Last year, employees at the Bureau of Land Management’s headquarters voted overwhelmingly to unionize and under the umbrella of NTEU, following similar success at its New Mexico regional office in 2021.

And AFGE saw nearly 30 of the 34 union-eligible employees at the Institute of Museum and Library Services vote in favor of organizing last November, while 125 Millennium Challenge Corporation workers will vote Wednesday on whether to unionize. Peter Winch, an AFGE staffer who guides federal workers interested in unionization through the process, said the IMLS vote marked an encouraging change in how unionization efforts typically progress.

“I think we had 34 bargaining unit-eligible employees, and 20 of them signed the showing of interest and then 24 votes, but then we had even more than that sign up as members, something like 28 or 29,” Winch said. “In the old days, you would struggle to get the showing, and then hope that they all vote to organize and then become members, but we’re actually increasing our support at every one of these turning points.”

President Joe Biden delivers remarks at a union event at the White House on Dec. 8, 2022. During the 2020 election Biden campaigned in part on respect for government experts and the federal workforce. NATHAN POSNER/ANADOLU AGENCY VIA GETTY IMAGES

Reardon said it’s too early to say, but he suspects the renewed momentum behind unionization could reflect broader trends in favor of labor in the American economy. In recent months, employees at Starbucks, Amazon and in the video game industry have engaged in high profile, and frequently successful, fights with their employers to form unions.

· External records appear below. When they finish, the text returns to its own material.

PR #512, opened 2023-09-20
Feat/optimized sync watcher

shanefontaine:
Optimizes the sync watcher with a few changes and new features.

* Default sync cycle time updated to 30 sec (from 60 sec)
* `TransferSent` (and `TransferSentToL2` on relayable chains) events are retrieved every cycle while all others are retrieved on a different cadence (currently 60x the default cycle time, or 30 mins).
* Introduce a multiplier `SyncIterationMultiplier` for less-used chains. This multiplier updates the default cycle time (30 sec) to something like 60 sec.
* Minor optimization: the bonder was making a `getLogs` call every cycle, even if the latest known block was already at the head. Now, if the chain head is already known by the bonder, they will not make a `getLogs` call anymore.

### DIFF
--- a/packages/hop-node/src/watchers/SyncWatcher.ts
+++ b/packages/hop-node/src/watchers/SyncWatcher.ts
@@ -236,11 +236,11 @@ class SyncWatcher extends BaseWatcher {
   async syncHandler (): Promise<any> {
     // Events that are related to user transfers can be polled every cycle while
     // all other, less time-sensitive events can be polled every N cycles
-    const slowSyncModulo = this.resyncIntervalSec * SyncIterationMultiplier[this.chainSlug]
+    const fullSyncModulo = this.resyncIntervalSec * SyncIterationMultiplier[this.chainSlug]
     let promisesPerPoll: EventPromise = []
     if (
       !this.isInitialSyncCompleted() ||
-      this.syncIndex % slowSyncModulo === 0
+      this.syncIndex % fullSyncModulo === 0
     ) {
       promisesPerPoll = this.getAllPromises()
     } else {
--- a/packages/hop-node/src/watchers/SyncWatcher.ts
+++ b/packages/hop-node/src/watchers/SyncWatcher.ts
@@ -291,10 +291,9 @@ class SyncWatcher extends BaseWatcher {
     }
   }
 
-  getTransferSentToL2EventPromise (): Promise<any> {
-    if (!this.isL1) {
-      return Promise.resolve()
-    }
+  async getTransferSentToL2EventPromise (): Promise<any> {
+    if (!this.isL1) return []
+
     const l1Bridge = this.bridge as L1Bridge
     return l1Bridge.mapTransferSentToL2Events(
       event => this.handleTransferSentToL2Event(event),
@@ -302,10 +301,9 @@ class SyncWatcher extends BaseWatcher {
     )
   }
 
-  getTransferRootConfirmedEventPromise (): Promise<any> {
-    if (!this.isL1) {
-      return Promise.resolve()
-    }
+  async getTransferRootConfirmedEventPromise (): Promise<any> {
+    if (!this.isL1) return []
+
     const l1Bridge = this.bridge as L1Bridge
     return l1Bridge.mapTransferRootConfirmedEvents(
       event => this.handleTransferRootConfirmedEvent(event),
@@ -313,10 +311,9 @@ class SyncWatcher extends BaseWatcher {
     )
   }
 
-  getTransferBondChallengedEventPromise (): Promise<any> {
-    if (!this.isL1) {
-      return Promise.resolve()
-    }
+  async getTransferBondChallengedEventPromise (): Promise<any> {
+    if (!this.isL1) return []
+
     const l1Bridge = this.bridge as L1Bridge
     return l1Bridge.mapTransferBondChallengedEvents(
       event => this.handleTransferBondChallengedEvent(event),
@@ -324,10 +321,9 @@ class SyncWatcher extends BaseWatcher {
     )
   }
 
-  getTransferSentEventPromise (): Promise<any> {
-    if (this.isL1) {
-      return Promise.resolve()
-    }
+  async getTransferSentEventPromise (): Promise<any> {
+    if (this.isL1) return []
+
     const l2Bridge = this.bridge as L2Bridge
     return l2Bridge.mapTransferSentEvents(
       event => this.handleTransferSentEvent(event),
@@ -335,17 +331,16 @@ class SyncWatcher extends BaseWatcher {
     )
   }
 
-  getTransferRootSetEventPromise (): Promise<any> {
+  async getTransferRootSetEventPromise (): Promise<any> {
     return this.bridge.mapTransferRootSetEvents(
       event => this.handleTransferRootSetEvent(event),
       this.getSyncOptions(this.bridge.TransferRootSet)
     )
   }
 
-  getTransferRootBondedEventPromise (): Promise<any>{
-    if (!this.isL1) {
-      return Promise.resolve()
-    }
+  async getTransferRootBondedEventPromise (): Promise<any>{
+    if (!this.isL1) return []
+
     const l1Bridge = this.bridge as L1Bridge
     return l1Bridge.mapTransferRootBondedEvents(
       event => this.handleTransferRootBondedEvent(event),
@@ -353,10 +348,9 @@ class SyncWatcher extends BaseWatcher {
     )
   }
 
-  getTransfersCommittedEventPromise (): Promise<any> {
-    if (this.isL1) {
-      return Promise.resolve()
-    }
+  async getTransfersCommittedEventPromise (): Promise<any> {
+    if (this.isL1) return []
+
     const l2Bridge = this.bridge as L2Bridge
     return l2Bridge.mapTransfersCommittedEvents(
       event => this.handleTransfersCommittedEvent(event),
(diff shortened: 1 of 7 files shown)


packages/hop-node/src/watchers/SyncWatcher.ts
```diff
@@ -32,26 +39,37 @@ import { RelayerFee } from '@hop-protocol/sdk'
...
-  resyncIntervalMs?: number
   gasCostPollEnabled?: boolean
 }
 
+type EventPromise = Array<Promise<any>>
+
 class SyncWatcher extends BaseWatcher {
   initialSyncCompleted: boolean = false
-  resyncIntervalMs: number = 60 * 1000
+  syncIntervalSec: number
```
miguelmota: suggestion: to keep things simple, the `syncIntervalSec` var here can be removed and only have `syncIntervalMs`

packages/hop-node/src/watchers/SyncWatcher.ts
```diff
@@ -66,9 +84,24 @@ class SyncWatcher extends BaseWatcher {
...
+
+    if (this.syncIntervalMs > TenMinutesMs) {
+      this.logger.error('syncIntervalMs must be less than 10 minutes. Please use a lower multiplier')
+      this.quit()
+    }
+
+    const enabledNetworks = getEnabledNetworks()
+    for (const enabledNetwork of enabledNetworks) {
+      if (RelayableChains.includes(enabledNetwork)) {
+        this.isRelayableChainEnabled = true
```
miguelmota, line 102: a `break` can be added here

packages/hop-node/src/watchers/SyncWatcher.ts
```diff
@@ -223,138 +256,199 @@ class SyncWatcher extends BaseWatcher {
...
-        l1Bridge.mapTransferSentToL2Events(
-          async (event: TransferSentToL2Event) => {
-            return await this.handleTransferSentToL2Event(event)
-          },
-          getOptions(l1Bridge.TransferSentToL2)
-        )
-      )
+  getTransferRootConfirmedEventPromise (): Promise<any> {
+    if (!this.isL1) {
+      return Promise.resolve()
```
miguelmota: suggestion: add `async` to this function and return empty array instead of `Promise.resolve()`


```suggestion
      return []
```

packages/hop-node/src/watchers/SyncWatcher.ts
```diff
@@ -223,138 +256,199 @@ class SyncWatcher extends BaseWatcher {
...
-        l1Bridge.mapTransferRootBondedEvents(
-          async (event: TransferRootBondedEvent) => {
-            return await this.handleTransferRootBondedEvent(event)
-          },
-          getOptions(l1Bridge.TransferRootBonded)
-        )
-      )
+  getTransferSentToL2EventPromise (): Promise<any> {
+    if (!this.isL1) {
+      return Promise.resolve()
```
miguelmota: suggestion: add `async` to this function and return empty array instead of `Promise.resolve()` for consistent return values


```suggestion
      return []
```

packages/hop-node/src/watchers/SyncWatcher.ts
```diff
@@ -223,138 +256,199 @@ class SyncWatcher extends BaseWatcher {
...
-        l1Bridge.mapTransferRootConfirmedEvents(
-          async (event: TransferRootConfirmedEvent) => {
-            return await this.handleTransferRootConfirmedEvent(event)
-          },
-          getOptions(l1Bridge.TransferRootConfirmed)
-        )
-      )
+  getTransferBondChallengedEventPromise (): Promise<any> {
+    if (!this.isL1) {
+      return Promise.resolve()
```
miguelmota: suggestion: add `async` to this function and return empty array instead of `Promise.resolve()`


```suggestion
      return []
```

packages/hop-node/src/watchers/SyncWatcher.ts
```diff
@@ -223,138 +256,199 @@ class SyncWatcher extends BaseWatcher {
...
-        l1Bridge.mapTransferBondChallengedEvents(
-          async (event: TransferBondChallengedEvent) => {
-            return await this.handleTransferBondChallengedEvent(event)
-          },
-          getOptions(l1Bridge.TransferBondChallenged)
-        )
-      )
+  getTransferSentEventPromise (): Promise<any> {
+    if (this.isL1) {
+      return Promise.resolve()
```
miguelmota: suggestion: add `async` to this function and return empty array instead of `Promise.resolve()`


```suggestion
      return []
```

packages/hop-node/src/watchers/SyncWatcher.ts
```diff
@@ -223,138 +256,199 @@ class SyncWatcher extends BaseWatcher {
...
-            return await Promise.all([
-              this.handleTransfersCommittedEvent(event)
-            ])
-          },
-          getOptions(l2Bridge.TransfersCommitted)
-        )
-      )
+  getTransfersCommittedEventPromise (): Promise<any> {
+    if (this.isL1) {
+      return Promise.resolve()
```
miguelmota: suggestion: add `async` to this function and return empty array instead of `Promise.resolve()`


```suggestion
      return []
```

packages/hop-node/src/watchers/SyncWatcher.ts
```diff
@@ -223,138 +256,199 @@ class SyncWatcher extends BaseWatcher {
...
-      .then(async () => await this.availableLiquidityWatcher.syncBonderCredit())
+  getAllPromises (): EventPromise {
+    const asyncPromises: EventPromise = [
+      this.getTransferSentToL2EventPromise(),
+      this.getTransferRootConfirmedEventPromise(),
+      this.getTransferBondChallengedEventPromise(),
+      this.getTransferSentEventPromise(),
+      this.getTransferRootSetEventPromise(),
+    ]
+    const syncPromises: EventPromise = [
```
miguelmota, line 397: suggestion (nitpick): move `syncPromises` variable to be before `asyncPromises` variable

miguelmota (approved):

packages/hop-node/src/watchers/SyncWatcher.ts
shanefontaine: For all of these, the intention was to mimic the current array-of-non-awaited-promises (like [this](https://github.com/hop-protocol/hop/blob/develop/packages/hop-node/src/watchers/SyncWatcher.ts#L253C7-L269)). I'm not 100% sure it is correct though. Since all of these get executed `Promise.all()` do you know what would happen if async was added?

packages/hop-node/src/watchers/SyncWatcher.ts
shanefontaine: The intention for leaving it here was that `syncPromises` is used in the next line to construct `orderedPromises`, so the thought was to keep them logically together. But no super good reason other than that. What was the logic behind the suggestion? I realize a more clear name for the variable might be ideal here.

packages/hop-node/src/watchers/SyncWatcher.ts
```diff
@@ -223,138 +256,199 @@ class SyncWatcher extends BaseWatcher {
...
   async syncHandler (): Promise<any> {
-    const promises: Array<Promise<any>> = []
+    // Events that are related to user transfers can be polled every cycle while
+    // all other, less time-sensitive events can be polled every N cycles.
+    // If SyncCyclesPerFullSync is 60, then the default values will be 30 seconds for the transferSent
+    // events and 30 minutes for the rest of the events.
+    let promisesPerPoll: EventPromise = []
+    if (
+      !this.isInitialSyncCompleted() ||
+      this.syncIndex % SyncCyclesPerFullSync === 0
```
miguelmota: suggestion: for readability maybe this check can be a separate method.

For me it wasn't clear how SyncCyclesPerFullSync worked until i read through the code

packages/hop-node/src/watchers/SyncWatcher.ts
shanefontaine: Resolved with f225ecad1e24f18ee4189d447ae5dcbf770f1827

packages/hop-node/src/watchers/SyncWatcher.ts
shanefontaine: Resolved with f225ecad1e24f18ee4189d447ae5dcbf770f1827

packages/hop-node/src/watchers/SyncWatcher.ts
shanefontaine: I think thats a good point. Let me know if you think 5edee2ffe9495b6e85e358fa04d495cd93c85b8f would resolve some of the confusion for future readers.

packages/hop-node/src/watchers/SyncWatcher.ts
miguelmota: Functionally there is no difference; the event map function (ie `getTransfersCommittedEventPromise`) are async functions so returning those in a function makes the function a promise, and adding `async` also makes the function a promise and anything returned by the function is always promisifed. 

Additionally the `await` in the `async event =>` function from old code in some places isn't functionally doing anything so it can be removed as well, e.g.

```ts
async getTransferSentToL2EventPromise(): Promise<any> {
  if (!this.isL1) return [];

  const l1Bridge = this.bridge as L1Bridge;
  return l1Bridge.mapTransferSentToL2Events(
    event => this.handleTransferSentToL2Event(event),
    this.getSyncOptions(l1Bridge.TransferSentToL2)
  );
}
```

packages/hop-node/src/watchers/SyncWatcher.ts
miguelmota: The reasoning was to order the variables in the order that they are used but your reasoning makes sense and can be left as is

packages/hop-node/src/watchers/SyncWatcher.ts
miguelmota: that looks good 👍

a step further would be something like this

```ts
if (this.shouldSyncAllEvents()) {
    promisesPerPoll = this.getAllPromises()
} else {
    promisesPerPoll = this.getTransferSentPromises()
}

// ...

shouldSyncAllEvents(): boolean {
    return !this.isInitialSyncCompleted() || this.isAtNewFullSyncCyclePoint()
}
  
isAtNewFullSyncCyclePoint(): boolean {
    return this.syncIndex % SyncCyclesPerFullSync === 0
}
```

shanefontaine: I like this. My mental model for this kind of stuff has been evolving lately and has been trending more towards this kind of architecture for readability. Good to get your perspective. Resolved with b6f11e9f9c4f906baa78361f9fd97cfba9820293

packages/hop-node/src/watchers/SyncWatcher.ts
shanefontaine: Thanks for the explanation, makes a ton of sense and I now understand better what it is doing.

~~IIUC, the empty return still needs to be a `Promise.resovle()` since the return statement expects a promise. For that reason, I left that piece of the code the same. LMK if you have any other thoughts around that.~~

Resolved with b6f11e9f9c4f906baa78361f9fd97cfba9820293

shanefontaine: My comment about the return statement was wrong. I now agree with your whole suggestion. Updated with 39a826ed09925d2327b63cfb629a3a523cb8bd37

“We are certainly seeing an increase in membership, and one of the ways to really look at it is through the newer members at IRS, because they’re undergoing such a big hiring spree,” Reardon said. “As these new employees are coming in, we’re seeing a pretty significant surge in our number of members. Are we seeing these folks coming in now interested in us because of what’s happening in the larger labor movement, or is it simply because they’re coming into an environment where membership is already pretty good? I don’t know the answer, but what I do know is that they’re joining.”

Reardon also suggested that the tumult of the Trump administration has taught unions, after years of declining membership and power, how to sell themselves to employees.

“One of the lessons we as an organization have really learned is to show our work,” he said. “We’ve always done a really great job of making things happen, but I think sometimes we were too quick to get on to the next issue and try to win on the next thing, and we didn’t often take the time necessary to celebrate the win. And even when you don’t win, we need to tell our members what we’ve done in the fight and why. Because those are a couple things that are central to what members want: They want you to fight and to care about them.”